Tashiro Jo, Yamaguchi Shigeki, Ishii Toshimasa, Suwa Hirokazu, Kondo Hiroka, Suzuki Asami, Miyazawa Mitsuo, Koyaman Isamu
Department of Gastroenterological Surgery, Saitama Medical University International Medical Center, Hidaka, Japan.
Case Rep Gastroenterol. 2013 Mar 23;7(1):175-81. doi: 10.1159/000350557. Print 2013 Jan.
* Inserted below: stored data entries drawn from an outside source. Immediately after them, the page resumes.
PR #236, opened 2022-08-30
Remove allOf usage where property merging is not necessary

dapplion:
The build step done on build resolves all $ref references.

https://github.com/ethereum/beacon-APIs/blob/9cab46ad3c94a4a2779b42fa21f6bb1955b60b56/.github/workflows/main.yml#L18

If a property is specified both in the $ref and the existing schema the latter overrides $ref without needing allOf syntax. So
- If you need to override the description property or add a new example, no need for allOf
- If you need to merge object "properties" you need allOf to perform deep merging at runtime

Related to https://github.com/ethereum/beacon-APIs/pull/235
Closes https://github.com/ethereum/beacon-APIs/issues/237

### DIFF
--- a/apis/beacon/blocks/root.yaml
+++ b/apis/beacon/blocks/root.yaml
@@ -30,9 +30,8 @@ get:
                 type: object
                 properties:
                   root:
-                    allOf:
-                      - description: HashTreeRoot of BeaconBlock/BeaconBlockHeader object
-                      - $ref: '../../../beacon-node-oapi.yaml#/components/schemas/Root'
+                    $ref: '../../../beacon-node-oapi.yaml#/components/schemas/Root'
+                    description: HashTreeRoot of BeaconBlock/BeaconBlockHeader object
     "400":
       description: "The block ID supplied could not be parsed"
       content:
--- a/apis/beacon/states/committee.yaml
+++ b/apis/beacon/states/committee.yaml
@@ -7,7 +7,7 @@ get:
   parameters:
     - name: state_id
       in: path
-      $ref: "../../../beacon-node-oapi.yaml#/components/parameters/StateId"
+      $ref: '../../../beacon-node-oapi.yaml#/components/parameters/StateId'
     - name: epoch
       description: "Fetch committees for the given epoch.  If not present then the committees for the epoch of the state will be obtained."
       in: query
@@ -41,7 +41,7 @@ get:
               data:
                 type: array
                 items:
-                  $ref: "../../../beacon-node-oapi.yaml#/components/schemas/Committee"
+                  $ref: '../../../beacon-node-oapi.yaml#/components/schemas/Committee'
     "400":
       description: "Invalid state ID, index, epoch, slot, or combination thereof"
       content:
--- a/apis/beacon/states/committee.yaml
+++ b/apis/beacon/states/committee.yaml
@@ -7,32 +7,26 @@ get:
   parameters:
     - name: state_id
       in: path
-      $ref: '../../../beacon-node-oapi.yaml#/components/parameters/StateId'
+      $ref: "../../../beacon-node-oapi.yaml#/components/parameters/StateId"
     - name: epoch
       description: "Fetch committees for the given epoch.  If not present then the committees for the epoch of the state will be obtained."
       in: query
       required: false
       allowEmptyValue: false
       schema:
-        allOf:
-          - $ref: '../../../beacon-node-oapi.yaml#/components/schemas/Uint64'
-          - example: ""
+        $ref: "../../../beacon-node-oapi.yaml#/components/schemas/Uint64"
     - name: index
       description: "Restrict returned values to those matching the supplied committee index."
       in: query
       required: false
       schema:
-        allOf:
-          - $ref: '../../../beacon-node-oapi.yaml#/components/schemas/Uint64'
-          - example: ""
+        $ref: "../../../beacon-node-oapi.yaml#/components/schemas/Uint64"
     - name: slot
       description: "Restrict returned values to those matching the supplied slot."
       in: query
       required: false
       schema:
-        allOf:
-          - $ref: '../../../beacon-node-oapi.yaml#/components/schemas/Uint64'
-          - example: ""
+        $ref: "../../../beacon-node-oapi.yaml#/components/schemas/Uint64"
   responses:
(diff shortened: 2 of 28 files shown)


apis/beacon/blocks/root.yaml
```diff
@@ -30,9 +30,8 @@ get:
                 type: object
                 properties:
                   root:
-                    allOf:
-                      - description: HashTreeRoot of BeaconBlock/BeaconBlockHeader object
-                      - $ref: '../../../beacon-node-oapi.yaml#/components/schemas/Root'
+                    $ref: '../../../beacon-node-oapi.yaml#/components/schemas/Root'
+                    description: HashTreeRoot of BeaconBlock/BeaconBlockHeader object
```
mpetrunic, line 34: This is not working in swagger

mpetrunic (commented):
This doesn't appear to be working in swagger. 

If we cannot make ajv and swagger happy, in my opinion, it makes more sense to do some preprocessing of beacon API schema to make ajv happy 🤷🏻‍♂️

apis/beacon/blocks/root.yaml
dapplion: How are you testing swagger exactly? What does it mean "not working"? Please share reproduction steps and I can look for alternative solutions

dapplion: Are you running bundle before serving the file?

```
swagger-cli bundle ./beacon-node-oapi.yaml -r -t yaml -o ./deploy/beacon-node-oapi.yaml
```

 I get different results than you

apis/beacon/states/committee.yaml
```diff
@@ -7,32 +7,26 @@ get:
   parameters:
     - name: state_id
       in: path
-      $ref: '../../../beacon-node-oapi.yaml#/components/parameters/StateId'
+      $ref: "../../../beacon-node-oapi.yaml#/components/parameters/StateId"
```
rolfyone, line 10: makes it harder to see changes if we're changing quotes when not needed..

apis/beacon/blocks/root.yaml
mpetrunic: @dapplion You probably didn't switch schema to "dev" default it latest version on github without your changes

dapplion: Sorry I still follow how are you getting a `$ref` property rendered in swagger. The pre-processing `swagger-cli bundle` resolves all $ref such that the resulting yaml has cleanly merge properties. So to clarify:

(a)
- Serve root `./beacon-node-oapi.yaml` and render that in swagger

(b)
- You run `swagger-cli bundle ./beacon-node-oapi.yaml -r -t yaml -o ./deploy/beacon-node-oapi.yaml`
- Serve `./deploy/beacon-node-oapi.yaml` and render that in swagger

apis/beacon/states/committee.yaml
dapplion: Right, auto-formater messed the commit, let me revert

dapplion: Reverted all formatting changes :+1:

JurbinM (approved):

apis/beacon/blocks/root.yaml
rolfyone, line 34: here's a specific example of where the description is not rendered...
Screen Shot 2022-09-01 at 8 42 09 am

basically i downloaded your PR code, started `simplehttpserver` like instructions say and changed to `dev` in "Select a definition" at the top of page, 
 - then opened `/eth/v1/beacon/blocks/{block_id}/root`, 
 - then went to 200, changed to schema tab

Expected to see the above description, it wasn't there.

This is basically exactly the problem we used to have before we used allOf, so I'm glad I could find a concrete example. I haven't gone through every single change here - there's a lot and i'm on leave :)

Hopefully that gives context about the kinds of things that can break...

rolfyone (changes requested):
this is definitely not in a state to merge at the moment, adding 'request changes' so that the approval doesn't mean it's merged...

apis/beacon/blocks/root.yaml
dapplion: Did you bundle the oapi file before hand?

- run `swagger-cli bundle ./beacon-node-oapi.yaml -r -t yaml -o ./deploy/beacon-node-oapi.yaml`
- Serve ./deploy/beacon-node-oapi.yaml and render that in swagger

at least in my environment, `apis/beacon/blocks/root.yaml:24` prebundle is

```yaml
            type: object
            title: GetBlockRootResponse
            properties:
              execution_optimistic:
                $ref: "../../../beacon-node-oapi.yaml#/components/schemas/ExecutionOptimistic"
              data:
                type: object
                properties:
                  root:
                    $ref: '../../../beacon-node-oapi.yaml#/components/schemas/Root'
                    description: HashTreeRoot of BeaconBlock/BeaconBlockHeader object
```

after bundle 

```yaml
                type: object
                title: GetBlockRootResponse
                properties:
                  execution_optimistic:
                    type: boolean
                    example: false
                    description: 'True if the response references an unverified execution payload. Optimistic information may be invalidated at a later time. If the field is not present, assume the False value.'
                  data:
                    type: object
                    properties:
                      root:
                        description: HashTreeRoot of BeaconBlock/BeaconBlockHeader object
                        type: string
                        example: '0xcf8e0d4e9587369b2301d0790347320302cc0943d5a1884560367e8208d920f2'
                        pattern: '^0x[a-fA-F0-9]{64}$'
```

which renders the description fine

Screenshot from 2022-09-01 13-44-25

rolfyone: I wasn't aware that an extra command was needed, I've been running this the way the readme says, so if that works, I'll have another look but also we should be updating the run instructions...

rolfyone: That's a different screenie (is for GetStateRootResponse), I don't see the description of the root in `GetBlockHeaderResponse`...
To get mine up:
 - `npm install -g swagger-cli`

Total pelvic exenteration for locally recurrent rectal cancer typically requires extensive excision of the pelvic floor with perineal skin. Due to the extensiveness of the procedure and its non-curative nature, it is controversial as purely palliative therapy. A 66-year-old male patient who had undergone abdominoperineal resection at another hospital 8 years prior was admitted to our hospital. During radiation and chemotherapy for 2 years, he complained of perineal pain, discharge, cacosmia and bleeding from a recurrent tumor. The 10 × 8 cm recurrent tumor was exposed on the perineum and the patient suffered from serious discomfort in his daily life during walking or sitting. We performed total pelvic exenteration with partial sacrectomy, after which the large perineal defect was reconstructed with a bilateral V-Y gluteus maximus advancement flap in approximately 120 min. The patient's postoperative course was satisfactory and his quality of life markedly improved.
局部复发性直肠癌的全盆腔脏器切除术通常需要广泛切除盆底及会阴皮肤。由于该手术范围广泛且并非根治性手术,作为单纯的姑息性治疗存在争议。一名66岁男性患者8年前在另一家医院接受了腹会阴联合切除术,现入住我院。在接受2年的放化疗期间,他主诉会阴疼痛、分泌物、恶臭及复发性肿瘤出血。会阴处可见一个10×8cm的复发性肿瘤,患者在行走或坐立时日常生活中感到严重不适。我们进行了全盆腔脏器切除术并部分骶骨切除,之后在大约120分钟内用双侧V-Y臀大肌推进皮瓣修复了巨大的会阴缺损。患者术后恢复过程顺利,生活质量明显改善。